Module ensemble (1.5.0)

Ensemble models. This module is styled after scikit-learn's ensemble module: https://scikit-learn.org/stable/modules/ensemble.html

Classes

RandomForestClassifier

RandomForestClassifier(
    n_estimators: int = 100,
    *,
    tree_method: typing.Literal["auto", "exact", "approx", "hist"] = "auto",
    min_tree_child_weight: int = 1,
    colsample_bytree: float = 1.0,
    colsample_bylevel: float = 1.0,
    colsample_bynode: float = 0.8,
    gamma: float = 0.0,
    max_depth: int = 15,
    subsample: float = 0.8,
    reg_alpha: float = 0.0,
    reg_lambda: float = 1.0,
    tol: float = 0.01,
    enable_global_explain=False,
    xgboost_version: typing.Literal["0.9", "1.1"] = "0.9"
)

A random forest classifier.

A random forest is a meta estimator that fits a number of decision tree classifiers on various sub-samples of the dataset and uses averaging to improve the predictive accuracy and control over-fitting.

Parameters
Name Description
n_estimators Optional[int]

Number of parallel trees constructed during each iteration. Default to 100. Minimum value is 2.

tree_method Optional[str]

Specify which tree method to use. Default to "auto". If this parameter is set to default, XGBoost will choose the most conservative option available. Possible values: "exact", "approx", "hist".

min_child_weight Optional[float]

Minimum sum of instance weight(hessian) needed in a child. Default to 1.
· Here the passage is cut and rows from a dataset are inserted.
PR #281, opened 2024-08-28
SQL-2292: Load mongosqltranslate library if found

bucaojit:
Loads library with name `libmongosqltranslate` from the same directory as where the Driver is located.  If that is not found it then loads from the path specified by the `MONGOSQL_TRANSLATE_PATH` env variable.  

I added a JNI test that I was using to confirm it was working, and added the library itself built on Ubuntu x86.  

If the library cannot be loaded, the `mongoSqlTranslateLibraryLoaded` variable will be false.  This can be checked in future implementations that intend to use the library and can at that point error out and report that the library is not loaded. 

```
use jni::JNIEnv;
use jni::objects::{JClass, JString};
use jni::sys::jstring;

#[no_mangle]
pub extern "system" fn Java_com_mongodb_jdbc_MongosqlLibTest_runCommand(
    mut env: JNIEnv,
    _class: JClass,
    input: JString,
) -> jstring {
    let input: String = env.get_string(&input).expect("Couldn't get java string!").into();
    let output = format!("{{\"result\": \"mongosql translation test result success for input: {}\"}}", input);
    env.new_string(output).expect("Couldn't create java string!").into_raw()
}
```

### DIFF
--- a/src/test/java/com/mongodb/jdbc/MongoSQLTranslateLibTest.java
+++ b/src/test/java/com/mongodb/jdbc/MongoSQLTranslateLibTest.java
@@ -49,23 +49,4 @@ public class MongoSQLTranslateLibTest {
         MongosqlLibTest test = new MongosqlLibTest();
         test.testRunCommand();
     }
-
-    @Test
-    void testLibraryLoadingWithEnvironmentVariable() throws Exception {
-        String envPath = System.getenv(MongoDriver.MONGOSQL_TRANSLATE_PATH);
-        assertNotNull(envPath, "MONGOSQL_TRANSLATE_PATH should be set");
-
-        // Test initializeMongoSqlTranslateLibrary, with Environment variable set it should find the library
-        Method initMethod =
-                MongoDriver.class.getDeclaredMethod("initializeMongoSqlTranslateLibrary");
-        initMethod.setAccessible(true);
-        initMethod.invoke(null);
-
-        assertTrue(
-                MongoDriver.isMongoSqlTranslateLibraryLoaded(),
-                "Library should be loaded when MONGOSQL_TRANSLATE_PATH is set");
-
-        MongosqlLibTest test = new MongosqlLibTest();
-        test.testRunCommand();
-    }
 }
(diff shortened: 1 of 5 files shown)


nbagnard:
> If that is not found it then loads from the path specified by the `MONGOSQL_TRANSLATE_PATH` env variable.

Did we figure out that it is indeed needed for the driver to work with Tableau? Because I think the design decision was to defer adding the variable unless necessary

bucaojit:
@nbagnard I tested it on Mac with Tableau and it was able to find the library that I put in `~/Library/Tableau/Drivers `.   The env variable isn't needed, I guess I got carried away and implemented it.  I can remove the env variable logic.

src/test/java/com/mongodb/jdbc/MongoSQLTranslateLibTest.java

colsample_bytree Optional[float]

Subsample ratio of columns when constructing each tree. Default to 1.0. The value should be between 0 and 1.
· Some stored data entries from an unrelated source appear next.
PR #282, opened 2024-08-30
SQL-2293: Differentiate cluster type upon connection

mattChiaravalloti:
This PR updates `MongoConnection` to use a `buildInfo` command instead of a `SELECT 1` query to test the connection, and to determine and store the cluster type based on the `buildInfo` result. It also updates the integration tests to be split into `ADFIntegrationTest` and `DCIntegrationTest` (direct cluster), and adds tests demonstrating community server is disallowed but enterprise server is allowed. I'm still working out any kinks in the evergreen and script updates/additions so bear with me on those!

### DIFF
--- a/.evg.yml
+++ b/.evg.yml
@@ -471,11 +471,15 @@ functions:
         ;;
         esac
         
+        # Move library file to where MongoDriver class is located
+        mkdir -p build/classes/java/
+        mv -f src/test/resources/MongoSqlLibraryTest/libmongosqltranslate.so build/classes/java/
+        
         # Download and run local community and enterprise mongods.
         ./resources/start_local_mdb.sh $mdb_version_com $mdb_version_ent $arch
         
         # Run the tests.
-        ./gradlew -Dorg.gradle.java.home=${JAVA_HOME} clean integrationTest \
+        ./gradlew -Dorg.gradle.java.home=${JAVA_HOME} integrationTest \
             -x test --tests DCIntegrationTest > gradle_output.log 2>&1 &
         GRADLE_PID=$!
 
--- a/.evg.yml
+++ b/.evg.yml
@@ -58,7 +58,6 @@ buildvariants:
       - name: "build"
       - name: "test-unit"
       - name: "test-adf-integration"
-      - name: "test-dc-integration"
 
   - name: release
     display_name: "Release"
--- a/.evg.yml
+++ b/.evg.yml
@@ -46,7 +46,8 @@ buildvariants:
       - name: "build"
       - name: "test-unit"
       - name: "test-mongo-sql-translate"
-      - name: "test-integration"
+      - name: "test-adf-integration"
+      - name: "test-dc-integration"
 
   - name: amazon2-arm64-jdk-11
     display_name: Amazon Linux 2 ARM64 jdk-11
@@ -56,7 +57,8 @@ buildvariants:
     tasks:
       - name: "build"
       - name: "test-unit"
-      - name: "test-integration"
+      - name: "test-adf-integration"
+      - name: "test-dc-integration"
 
   - name: release
     display_name: "Release"
@@ -82,9 +84,13 @@ tasks:
     commands:
       - func: "run mongosqltranslate library load test"
 
-  - name: "test-integration"
+  - name: "test-adf-integration"
     commands:
-      - func: "run integration test"
+      - func: "run adf integration test"
+
+  - name: "test-dc-integration"
+    commands:
+      - func: "run dc integration test"
 
   - name: "test-smoke"
     commands:
@@ -377,7 +383,7 @@ functions:
         # Test loading library from same directory as where the JDBC driver is located
         ./gradlew runMongoSQLTranslateLibTest -PtestMethod=testLibraryLoadingFromDriverPath
 
-  "run integration test":
+  "run adf integration test":
     command: shell.exec
     type: test
     params:
@@ -388,7 +394,7 @@ functions:
           ./resources/run_adf.sh start &&
           ./gradlew -Dorg.gradle.java.home=${JAVA_HOME} runDataLoader &&
           ./gradlew -Dorg.gradle.java.home=${JAVA_HOME} clean integrationTest \
-              -x test  > gradle_output.log 2>&1 &
+              -x test --tests ADFIntegrationTest > gradle_output.log 2>&1 &
           GRADLE_PID=$!
 
           echo "Gradle process started with PID $GRADLE_PID"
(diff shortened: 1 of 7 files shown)


.evg.yml
```diff
@@ -388,7 +394,7 @@ functions:
           ./resources/run_adf.sh start &&
           ./gradlew -Dorg.gradle.java.home=${JAVA_HOME} runDataLoader &&
           ./gradlew -Dorg.gradle.java.home=${JAVA_HOME} clean integrationTest \
-              -x test  > gradle_output.log 2>&1 &
+              -x test --tests ADFIntegrationTest > gradle_output.log 2>&1 &
```
mattChiaravalloti, line 397: This filter ensures we only run the `ADFIntegrationTest.java` tests for this function. The other, newly added function, `"run dc integration test"`, uses the filter `--tests DCIntegrationTest`. I thought this was a cleaner solution than adding a whole new package to the codebase and a new gradle task.

src/integration-test/java/com/mongodb/jdbc/integration/ADFIntegrationTest.java
```diff
@@ -392,37 +392,4 @@ public void testDifferentRepresentationsForJavaLegacy() {
         }
         assertEquals(4, uuidValues.size(), "Expected 4 different UUID values (including standard)");
     }
-
-    /** Tests that the driver can work with SRV-style URIs. */
-    @Test
-    public void testConnectWithSRVURI() throws SQLException {
```
mattChiaravalloti, line 398: Moved to the `DCIntegrationTest` file since this is not ADF related.

src/main/java/com/mongodb/jdbc/MongoConnection.java
```diff
@@ -524,12 +557,15 @@ public SQLXML createSQLXML() throws SQLException {
...
-                throw new SQLException("Connection error");
+            MongoClusterType actualClusterType = determineClusterType();
+
+            if (actualClusterType == MongoClusterType.Community) {
+                // Community edition is disallowed
+                throw new SQLException("Community edition detected. The JDBC driver is intended for use with MongoDB Enterprise edition or Atlas Data Federation.");
             }
+
+            // Set the cluster type.
+            clusterType = actualClusterType;
```
mattChiaravalloti, line 568: @EthanHardyMongo can you clarify if anything else needs to be done as part of this ticket?

Specifically, am I supposed to check that the library is loaded if we discover an enterprise cluster? I'm not sure what the table in the design doc means when it says "Library Available: N". What does the "N" stand for here? ([link](https://docs.google.com/document/d/1rpKyQ-DsPbWsNOMJsp2cp1dKm99lvzp7_uj2HmOHfFI/edit#bookmark=id.h0s8zd1atopw))

Is there anything else to do here besides check that the library is loaded?

mattChiaravalloti: I updated it to throw an exception if the library is not loaded in enterprise mode. Let me know if there is anything else that's supposed to be added!

src/integration-test/java/com/mongodb/jdbc/integration/DCIntegrationTest.java
```diff
@@ -0,0 +1,108 @@
...
+        String authSource = System.getenv("SRV_TEST_AUTH_DB");
+        assertNotNull(authSource, "SRV_TEST_AUTH_DB variable not set in environment");
+
+        Properties p = new java.util.Properties();
+        p.setProperty("user", user);
+        p.setProperty("password", pwd);
+        p.setProperty("authSource", authSource);
+        p.setProperty("database", "test");
+
+        MongoConnection conn = (MongoConnection) DriverManager.getConnection(fullURI, p);
```
mattChiaravalloti, line 56: This is now failing because the library is not loaded. That seems like a good sign! I guess I should set it up so that these tests are run with the library built and in the appropriate place? Or should we defer that to a follow-up ticket and have this test continue to expect a `SQLException`?

bucaojit: I added a [sample](https://github.com/mongodb/mongo-jdbc-driver/tree/master/src/test/resources/MongoSqlLibraryTest) library that you can [move](https://github.com/mongodb/mongo-jdbc-driver/blob/904969e718ee013df4d493f2e8737eedea58536a/.evg.yml#L374) to the `build/classes/java/` directory that should get this past the library loading error.  If that works successfully then that should be good since we can then test the buildInfo logic here.

src/main/java/com/mongodb/jdbc/MongoConnection.java
```diff
@@ -190,6 +197,33 @@ protected void checkConnection() throws SQLException {
...
+        // The { buildInfo: 1 } command returns information that indicates
+        // the type of the cluster.
+        BuildInfo buildInfoRes =
+                mongoClient
+                        .getDatabase("admin")
+                        .withCodecRegistry(MongoDriver.registry)
+                        .runCommand(buildInfoCmd, BuildInfo.class);
+
+        // If the "dataLake" field is present, it must be an ADF cluster.
+        if (buildInfoRes.dataLake != null) {
```
bucaojit, line 213: I was thinking this is something ADF would eventually change this to the correct naming, but it looks like they thought to address it and decided not to fix it so I think we're ok here.  [MHOUSE-6693](https://jira.mongodb.org/browse/MHOUSE-6693)

src/main/java/com/mongodb/jdbc/MongoConnection.java
```diff
@@ -190,6 +197,33 @@ protected void checkConnection() throws SQLException {
...
+        } else if (buildInfoRes.modules != null) {
+            // Otherwise, if "modules" is present and contains "enterprise",
+            // this must be an Enterprise cluster.
+            if (buildInfoRes.modules.contains("enterprise")) {
+                return MongoClusterType.Enterprise;
+            }
+        }
+
+        // Otherwise, this is a Community cluster.
+        return MongoClusterType.Community;
```
bucaojit, line 224: I see that the `buildInfo` command returns ` "ok" : <num>`.  Should we check that "ok" was `1`?  If this is something we should check for, that ok was 1, then maybe we would need an `unknown` cluster type when it can't be determined.  That way we wouldn't be defaulting to Community if we could not in fact determine which type it was.

src/main/java/com/mongodb/jdbc/MongoConnection.java
bucaojit: This looks good to me in order to notify users that there was an issue with loading the library.

bucaojit (changes requested):
Great work!  
I had a few suggestions one related to the library to load in the integration test and checking for the runCommand results.

src/main/java/com/mongodb/jdbc/MongoConnection.java
EthanHardyMongo: @mattChiaravalloti Sorry, in retrospect, the table was not very clear. Natacha updated it to make more sense. But to answer your questions, the `N` was supposed to mean `No`. There's now a `Y` section to make this more clear. And yes, if you are in enterprise mode and the library is not available (this information is discovered before connection time and should be available) then you would throw an error.

EthanHardyMongo:
@bucaojit I couldn't get the `test-dc-integration` task to work on the amazon2 variant. Then, I noticed that we don't run the `test-mongo-sql-translate` task on amazon2, so I tried running that one on amazon2, and it also fails. Also, both tasks fail because the library is not loaded or couldn't be found. Here's a patch showing that: https://spruce.mongodb.com/version/66d9aa85d550c80007be5dc9/tasks?sorts=STATUS%3AASC%3BBASE_STATUS%3ADESC

As of now, I've removed the `test-dc-integration` task from amazon2. I think I'll bring this up in stand up.

.evg.yml
```diff
@@ -438,6 +443,92 @@ functions:
...
+          # Check if Gradle process is still running
+          if ! kill -0 $GRADLE_PID 2>/dev/null; then
+              echo "Gradle process has finished."
+              wait $GRADLE_PID
+              EXITCODE=$?
+              break
+          fi
+    
+          sleep 5
+        done
```
mattChiaravalloti, line 521: I copied this from the adf integration test function, but if we aren't running these on amazon2 we may not need any of this? We should be able to delete it and see no difference on ubuntu I think. Not totally sure, to be honest, but may be worth investigating since this is a big chunk of script.

bucaojit:
@EthanHardyMongo we're okay with running the `test-dc-integration` on the `ubuntu` variant, the current changes in this PR also only run it on ubuntu.  I added the amazon2 variant a little while ago to confirm that `run_adf.sh` works there since mhouse was testing that.  
The library I uploaded only works with the ubuntu variant since that's what it was built on.

.evg.yml
bucaojit: Right, it isn't needed if it's only run on Ubuntu.  It would be fine to remove it.

bucaojit (approved):
LGTM!

EthanHardyMongo (approved):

colsample_bylevel Optional[float]

Subsample ratio of columns for each level. Default to 1.0. The value should be between 0 and 1.

colsample_bynode Optional[float]

Subsample ratio of columns for each split. Default to 0.8. The value should be between 0 and 1.

gamma Optional[float]

(min_split_loss) Minimum loss reduction required to make a further partition on a leaf node of the tree. Default to 0.0.

max_depth Optional[int]

Maximum tree depth for base learners. Default to 15. The value should be greater than 0 and less than 1.

subsample Optional[float]

Subsample ratio of the training instance. Default to 0.8. The value should be greater than 0 and less than 1.

reg_alpha Optional[float]

L1 regularization term on weights (xgb's alpha). Default to 0.0.
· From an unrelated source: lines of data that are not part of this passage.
PR #283, opened 2024-09-09
SQL-2299: Use github token for cloning instead of ssh

bucaojit:
Generates the github token for cloning mongohouse.  The token also has permissions for mongohouse dependencies ie mongoast, sqlproxy, bsonutil.  If `GITHUB_TOKEN` is set `run_adf.sh` will use that token, otherwise revert to the way git clone is done currently (in case user does have the ssh key on local system). 

Here's a [patch](https://spruce.mongodb.com/version/66dc88eda92a3900071e48f5/tasks?page=0&sorts=STATUS%3AASC%3BBASE_STATUS%3ADESC&variant=%5Eubuntu2204-64-jdk-8%24) with the github token change, it was run on a host with the ssh key removed that the devprod team provided to test the changes.
+    run_on: DEVPROD-5742-ubuntu2204-small

When approved I'll add similar changes to the other repos that need it: mongo-odbc-driver, mongo-powerbi-connector

### DIFF
--- a/.evg.yml
+++ b/.evg.yml
@@ -84,10 +84,12 @@ tasks:
 
   - name: "test-integration"
     commands:
+      - func: "generate github token"
       - func: "run integration test"
 
   - name: "test-smoke"
     commands:
+      - func: "generate github token"
       - func: "run smoke test"
 
   - name: "publish-maven"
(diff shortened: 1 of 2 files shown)


pmeredit (approved):
LGTM!

nbagnard (approved):
LGTM!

reg_lambda Optional[float]

L2 regularization term on weights (xgb's lambda). Default to 1.0.

tol Optional[float]

Minimum relative loss improvement necessary to continue training. Default to 0.01.

enable_global_explain Optional[bool]

Whether to compute global explanations using explainable AI to evaluate global feature importance to the model. Default to False.

xgboost_version Optional[str]

Specifies the Xgboost version for model training. Default to "0.9". Possible values: "0.9", "1.1".ß

RandomForestRegressor

RandomForestRegressor(
    n_estimators: int = 100,
    *,
    tree_method: typing.Literal["auto", "exact", "approx", "hist"] = "auto",
    min_tree_child_weight: int = 1,
    colsample_bytree=1.0,
    colsample_bylevel=1.0,
    colsample_bynode=0.8,
    gamma=0.0,
    max_depth: int = 15,
    subsample=0.8,
    reg_alpha=0.0,
    reg_lambda=1.0,
    tol=0.01,
    enable_global_explain=False,
    xgboost_version: typing.Literal["0.9", "1.1"] = "0.9"
)

A random forest regressor.

A random forest is a meta estimator that fits a number of classifying decision trees on various sub-samples of the dataset and uses averaging to improve the predictive accuracy and control over-fitting.

Parameters
Name Description
n_estimators Optional[int]

Number of parallel trees constructed during each iteration. Default to 100. Minimum value is 2.

tree_method Optional[str]

Specify which tree method to use. Default to "auto". If this parameter is set to default, XGBoost will choose the most conservative option available. Possible values: "exact", "approx", "hist".

min_child_weight Optional[float]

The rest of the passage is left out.